● EXERCISE: When the string "PyxieLouStar" is part of a line below, that line should be copied.

Saved entries
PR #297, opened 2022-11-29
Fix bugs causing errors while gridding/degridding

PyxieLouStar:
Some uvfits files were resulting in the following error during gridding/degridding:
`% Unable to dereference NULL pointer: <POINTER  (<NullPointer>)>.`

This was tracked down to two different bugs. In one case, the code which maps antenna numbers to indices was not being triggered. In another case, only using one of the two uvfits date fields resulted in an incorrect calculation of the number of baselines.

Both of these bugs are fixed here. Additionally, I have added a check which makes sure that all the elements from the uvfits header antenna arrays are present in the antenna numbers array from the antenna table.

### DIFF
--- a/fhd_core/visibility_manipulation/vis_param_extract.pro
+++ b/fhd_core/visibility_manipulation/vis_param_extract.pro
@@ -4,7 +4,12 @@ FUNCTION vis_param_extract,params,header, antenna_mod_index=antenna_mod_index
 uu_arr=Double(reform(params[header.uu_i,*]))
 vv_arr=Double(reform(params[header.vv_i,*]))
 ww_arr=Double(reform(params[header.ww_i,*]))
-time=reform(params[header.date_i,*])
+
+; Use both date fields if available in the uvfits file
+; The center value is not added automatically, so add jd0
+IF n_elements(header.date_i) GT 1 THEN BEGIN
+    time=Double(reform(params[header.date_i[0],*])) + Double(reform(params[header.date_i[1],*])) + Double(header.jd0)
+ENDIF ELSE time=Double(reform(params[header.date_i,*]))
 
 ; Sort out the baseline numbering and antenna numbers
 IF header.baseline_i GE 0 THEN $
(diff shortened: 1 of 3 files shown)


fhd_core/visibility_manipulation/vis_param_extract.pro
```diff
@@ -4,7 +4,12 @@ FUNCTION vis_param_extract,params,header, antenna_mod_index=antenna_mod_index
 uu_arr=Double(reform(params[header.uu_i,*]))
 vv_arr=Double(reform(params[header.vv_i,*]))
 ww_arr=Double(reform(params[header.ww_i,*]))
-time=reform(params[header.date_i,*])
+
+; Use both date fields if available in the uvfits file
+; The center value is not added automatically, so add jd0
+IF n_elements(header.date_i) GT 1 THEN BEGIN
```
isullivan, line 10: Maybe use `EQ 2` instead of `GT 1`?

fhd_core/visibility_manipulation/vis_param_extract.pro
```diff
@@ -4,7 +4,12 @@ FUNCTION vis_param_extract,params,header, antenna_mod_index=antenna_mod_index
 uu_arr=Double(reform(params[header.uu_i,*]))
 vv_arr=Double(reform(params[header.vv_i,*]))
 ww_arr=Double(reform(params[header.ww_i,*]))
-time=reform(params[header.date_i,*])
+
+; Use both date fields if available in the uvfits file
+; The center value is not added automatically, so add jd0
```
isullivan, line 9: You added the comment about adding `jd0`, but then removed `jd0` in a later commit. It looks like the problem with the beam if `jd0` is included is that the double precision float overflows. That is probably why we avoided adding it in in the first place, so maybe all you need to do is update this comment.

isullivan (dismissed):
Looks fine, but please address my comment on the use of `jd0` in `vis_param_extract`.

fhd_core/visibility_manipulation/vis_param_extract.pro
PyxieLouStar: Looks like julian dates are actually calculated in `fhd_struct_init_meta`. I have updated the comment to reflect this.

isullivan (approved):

● RESPONSE AREA:
PyxieLouStar:
PyxieLouStar: Looks like julian dates are actually calculated in `fhd_struct_init_meta`. I have updated the comment to reflect this.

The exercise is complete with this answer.